▸ Task directions
From the listing, collect all lines containing the word "clustering".
========================================================================
PR #1816, opened 2024-10-03
Remove the old peer discovery mechanism since v2 is default

### LINKED ISSUE #1274: Graduate the improvements to clustering to GA once proven
Some improvements to clustering are done as part of https://github.com/grafana/alloy/issues/784.

Some of them are in public preview maturity. This issue is to graduate them to GA once they've been released and confirmed not to cause issues. 

See comments in code and the following task list

```[tasklist]
### Tasks
- [x] Make this PR GA: https://github.com/grafana/alloy/pull/1261
- [x] Make the `--cluster.use-discovery-v1` flag a no-op and schedule removal in next major release: https://github.com/grafana/alloy/pull/1311
```

thampiotr:
#### PR Description

Now that we had run this code for a while, we're happy to remove the old v1 cluster peer discovery mechanism since the v2 works without issues as a drop-in replacement.

Fixes #1274

#### PR Checklist

- [x] CHANGELOG.md updated
- [x] Documentation added
- [x] Tests updated

### DIFF
--- a/CHANGELOG.md
+++ b/CHANGELOG.md
@@ -27,6 +27,8 @@ Main (unreleased)
 - The `mimir.rules.kubernetes` component now supports adding extra label matchers
   to all queries discovered via `PrometheusRule` CRDs. (@thampiotr)
 
+- The `cluster.use-discovery-v1` flag is now deprecated since there were no issues found with the v2 cluster discovery mechanism. (@thampiotr)
+
 ### Bugfixes
 
 - Update windows_exporter from v0.27.2 vo v0.27.3: (@jkroepke)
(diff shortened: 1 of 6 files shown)


mattdurham:
Does this change the behavior any of join peers or the discovery string? Taking a quick look it doesnt appear to but want to double check.

thampiotr:
> Does this change the behavior any of join peers or the discovery string? Taking a quick look it doesnt appear to but want to double check.

No, because it was default from the time we merged it. We had a way to switch back to the old discovery, and this is what we're removing here.

There is also one feature that was enabled only for experimental users, but we tested it sufficiently too, so it's becoming the default.

mattdurham:
Did how we use to handle `buildJoinAddresses` change? Looks like the v1 handled it differently on looking up the SRV address. IE if I was using v1 discovery and using it as a DNS lookup does that still work?

mattdurham:
It looks like it should work through the SRVResolver but its enough different I am unsure.

mattdurham (approved):
LGTM

thampiotr:
> It looks like it should work through the SRVResolver but its enough different I am unsure.

Sorry for the confusion. As discussed offline - we currently use v2 by default and we had a flag that allowed to switch back to v1 in case of issues. Since v2 works fine, I'm removing the flag and deleting the v1. There are no changes required by users, this is fully compatible with old configs.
========================================================================
▸ Answer
### LINKED ISSUE #1274: Graduate the improvements to clustering to GA once proven
Some improvements to clustering are done as part of https://github.com/grafana/alloy/issues/784.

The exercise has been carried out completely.